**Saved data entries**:
────────────────────

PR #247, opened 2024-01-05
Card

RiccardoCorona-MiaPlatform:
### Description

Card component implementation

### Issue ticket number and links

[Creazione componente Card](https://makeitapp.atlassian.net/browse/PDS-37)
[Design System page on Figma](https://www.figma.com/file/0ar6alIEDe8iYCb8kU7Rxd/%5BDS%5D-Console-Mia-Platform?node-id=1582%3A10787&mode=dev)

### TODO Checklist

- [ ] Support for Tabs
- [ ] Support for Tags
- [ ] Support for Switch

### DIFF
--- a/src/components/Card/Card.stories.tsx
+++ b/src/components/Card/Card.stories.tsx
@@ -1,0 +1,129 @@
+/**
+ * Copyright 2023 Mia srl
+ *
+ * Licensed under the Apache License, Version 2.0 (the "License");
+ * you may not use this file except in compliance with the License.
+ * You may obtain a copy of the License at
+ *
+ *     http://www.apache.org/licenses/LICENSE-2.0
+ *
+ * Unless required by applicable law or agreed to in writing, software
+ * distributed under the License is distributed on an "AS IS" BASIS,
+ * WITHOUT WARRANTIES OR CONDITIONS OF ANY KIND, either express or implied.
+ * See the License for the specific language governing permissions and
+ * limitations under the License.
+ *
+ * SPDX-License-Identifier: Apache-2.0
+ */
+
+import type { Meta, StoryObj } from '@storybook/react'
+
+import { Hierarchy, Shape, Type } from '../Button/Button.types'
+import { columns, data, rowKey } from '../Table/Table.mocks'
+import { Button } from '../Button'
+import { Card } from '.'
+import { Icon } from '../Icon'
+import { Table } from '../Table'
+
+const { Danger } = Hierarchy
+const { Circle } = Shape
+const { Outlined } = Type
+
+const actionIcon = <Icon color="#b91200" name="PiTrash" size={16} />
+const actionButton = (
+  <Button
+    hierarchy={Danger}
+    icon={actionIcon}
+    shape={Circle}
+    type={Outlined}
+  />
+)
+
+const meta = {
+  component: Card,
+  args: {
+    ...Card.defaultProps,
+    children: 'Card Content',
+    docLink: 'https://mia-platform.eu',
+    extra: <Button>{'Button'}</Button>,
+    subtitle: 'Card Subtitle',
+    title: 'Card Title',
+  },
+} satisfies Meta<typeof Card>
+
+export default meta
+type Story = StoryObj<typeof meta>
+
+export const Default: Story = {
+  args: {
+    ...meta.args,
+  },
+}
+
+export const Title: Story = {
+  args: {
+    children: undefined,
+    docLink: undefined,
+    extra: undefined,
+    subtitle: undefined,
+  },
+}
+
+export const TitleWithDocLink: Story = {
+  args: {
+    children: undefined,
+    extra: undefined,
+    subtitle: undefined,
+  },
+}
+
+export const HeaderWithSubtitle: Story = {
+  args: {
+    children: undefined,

────────────────────

So that nothing is lost, please repeat all of the entries exactly.

PR #247, opened 2024-01-05
Card

RiccardoCorona-MiaPlatform:
### Description

Card component implementation

### Issue ticket number and links

[Creazione componente Card](https://makeitapp.atlassian.net/browse/PDS-37)
[Design System page on Figma](https://www.figma.com/file/0ar6alIEDe8iYCb8kU7Rxd/%5BDS%5D-Console-Mia-Platform?node-id=1582%3A10787&mode=dev)

### TODO Checklist

- [ ] Support for Tabs
- [ ] Support for Tags
- [ ] Support for Switch

### DIFF
--- a/src/components/Card/Card.stories.tsx
+++ b/src/components/Card/Card.stories.tsx
@@ -1,0 +1,129 @@
+/**
+ * Copyright 2023 Mia srl
+ *
+ * Licensed under the Apache License, Version 2.0 (the "License");
+ * you may not use this file except in compliance with the License.
+ * You may obtain a copy of the License at
+ *
+ *     http://www.apache.org/licenses/LICENSE-2.0
+ *
+ * Unless required by applicable law or agreed to in writing, software
+ * distributed under the License is distributed on an "AS IS" BASIS,
+ * WITHOUT WARRANTIES OR CONDITIONS OF ANY KIND, either express or implied.
+ * See the License for the specific language governing permissions and
+ * limitations under the License.
+ *
+ * SPDX-License-Identifier: Apache-2.0
+ */
+
+import type { Meta, StoryObj } from '@storybook/react'
+
+import { Hierarchy, Shape, Type } from '../Button/Button.types'
+import { columns, data, rowKey } from '../Table/Table.mocks'
+import { Button } from '../Button'
+import { Card } from '.'
+import { Icon } from '../Icon'
+import { Table } from '../Table'
+
+const { Danger } = Hierarchy
+const { Circle } = Shape
+const { Outlined } = Type
+
+const actionIcon = <Icon color="#b91200" name="PiTrash" size={16} />
+const actionButton = (
+  <Button
+    hierarchy={Danger}
+    icon={actionIcon}
+    shape={Circle}
+    type={Outlined}
+  />
+)
+
+const meta = {
+  component: Card,
+  args: {
+    ...Card.defaultProps,
+    children: 'Card Content',
+    docLink: 'https://mia-platform.eu',
+    extra: <Button>{'Button'}</Button>,
+    subtitle: 'Card Subtitle',
+    title: 'Card Title',
+  },
+} satisfies Meta<typeof Card>
+
+export default meta
+type Story = StoryObj<typeof meta>
+
+export const Default: Story = {
+  args: {
+    ...meta.args,
+  },
+}
+
+export const Title: Story = {
+  args: {
+    children: undefined,
+    docLink: undefined,
+    extra: undefined,
+    subtitle: undefined,
+  },
+}
+
+export const TitleWithDocLink: Story = {
+  args: {
+    children: undefined,
+    extra: undefined,
+    subtitle: undefined,
+  },
+}
+
+export const HeaderWithSubtitle: Story = {
+  args: {
+    children: undefined,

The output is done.